June 4th rolled around and I had had it! I was sick and tired of the demanding cries of video game time, iPad time, app purchases and minecraft. I was already sick of hearing how hot it was and how difficult the simple tasks were to complete. Yes, I'd say it's time for us to enter my kind of summer...... the summer where we ran bare foot on an oil top road, road our bikes to the wagon wheels, mowed the whole lawn with a push mower and drank from the water hose (good minerals and bacteria in there I'm sure).
A lot of you have a variation of "your summer" and I've noticed that from generation to generation the idea of living life has morphed into a plethora of technology and very little practical experience. I became aware of just how jaded our sense of raising children had become when my husband said to me "they shouldn't go to the creek, there are snakes down there"..... Seriously? Oh wait they are probably the same ol' snakes that I was wading through the creek with a meager 20 years ago! (holy cow am I that old?) Leave it to me to have a warped sense of humor about the "scary" snakes..... Now I'm not advocated total stupidity my boys will acquire that naturally at about 14 but rather I'm talking about kicking of the training wheel and the "electronic guides" and making a stab at living.
So far my plan has been a crazy success....... WHY DIDN'T I DO THIS SOONER... I've been waking the boys up and rushing them outside for their first activity of the day, weeding the garden. But they will soon learn that the days of mom acting as the alarm clock are going to come to a screeching end. After another week it will be their job to roll their happy butts out of bed and begin the morning routine.... I plan to wake earlier and enjoy a cup of coffee on the porch greeting the sunshine and preparing to watch my future men begin to come of age.
The Apostle Paul wrote this; When I was a child, I talked like a child, I thought like a child, I reasoned like a child. When I became a man, I put childish ways behind me. (1 Corinthians 13:11, NASB)
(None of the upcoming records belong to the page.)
PR #234, opened 2026-07-20
packaging: produce Windows zip and NSIS installer in CI

dmitrymmm:
Part of #149. CI already uploads raw Windows binaries (#217); this adds a versioned zip and an NSIS installer built by CPack and uploaded as artifacts for x64 and Win32: component chooser, optional PATH entry for the CLI tools, start menu shortcut for limeGUI, uninstall before reinstall. Publishing them as release assets can follow once v1.0.0-rc1 is tagged.

### DIFF
--- a/.github/workflows/cmake.yml
+++ b/.github/workflows/cmake.yml
@@ -86,6 +86,17 @@ jobs:
           name: limesuiteng-windows-${{matrix.arch}}
           path: ${{github.workspace}}/artifact
 
+      - name: Package zip and installer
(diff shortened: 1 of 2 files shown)


rjonaitis:
Did you test the installer? Does it take care of C++ redistributable runtime libraries?

dmitrymmm:
Runtime DLLs are bundled now (InstallRequiredSystemLibraries). The installer itself is only CI-built so far, I'll run the artifact on a Windows machine and report back.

And the more I think about it right now the more thankful I am that I have come to this reality so quickly. What would my boys look like in 5 years without this revelation? You see I'm not saying that they are men right now but they are supposed to be becoming men. How will I teach them to put away childish things in a world where the men often act less responsible in word, action and behavior than many of the children? How will I teach them to embrace patience, honesty, respect, due diligence or sacrifice when they have never had to experience it for themselves?
Just a few days ago my boys took on the task of mowing my parents lawn (begrudgingly at first because it wasn't their idea...lol)..... I sent one of the boys down to our house to fetch the mower. Upon his return I promptly went out to the yard and demonstrated ( not told them how, not told them what to do, not instructions barked from the sidelines) I took the mower and demonstrated cranking then proceeded to cut a section of grass out as a sample. I then demonstrated how to continue cutting without leaving sections behind and proceeded to hand the responsibility to the boys, instructing them to take turns. It probably took a mere 5 mins before they were beating down the door for a break, a drink of water and a complaint but instead of a sweet mom greeting them at the door they met the Horrible Awful No Good Mother of 2015 who promptly disbanded the mutiny and sent them right back out to the lawn...... They tried this 3 times give or take a few until finally reality set in and I began to hear the steady hum of the mower and not a single voice coming from just outside the door.
About an hour in the mower fizzled out and I stepped outside to tell them they had just discovered that amazing sound when you actually run out of gas! I sent one of them back down to the house for the gas can. As my one son was walking across the lawn with the can my other son said "bring it here I've got this". I kind of chuckled and replied, "how exactly do you know how to put gas in the mower?" He replied matter of factly.... humph, I watch dad!
NEVER EVER EVER underestimate how closely
they are watching you when they aren't watching a screen!
I returned back inside figuring that whatever the outcome a worse case scenario would be spilled gasoline. Ironically what I heard was the start of the mower and a very loud and excited woooooooh whooooooo!!!! As he pushed the mower back towards the area they had been mowing it was in that moment that I knew that I was going to love being the HORRIBLE AWFUL NO GOOD MOM OF 2015 because there was no way a video game could teach my son the gratification of knowing what he can do in the real world.
So as yours go about their summer numbing take a minute and consider what they might be able to accomplish. Catch yourself when you start to say "that's too difficult for them" or "they're not big enough" good pete, LET THEM TRY. Show them once actually SHOW THEM and then LET THEM GO...... let them discover what does and doesn't work... don't take over when you think it's taking too long, don't shelter them from being uncomfortable or guard them from what will only make them stronger. For goodness sake start being a HORRIBLE AWFUL NO GOOD MOTHER and you'll find out that it produces ABSOLUTELY AMAZING AND EXTREMELY CAPABLE YOUNG MEN!!!!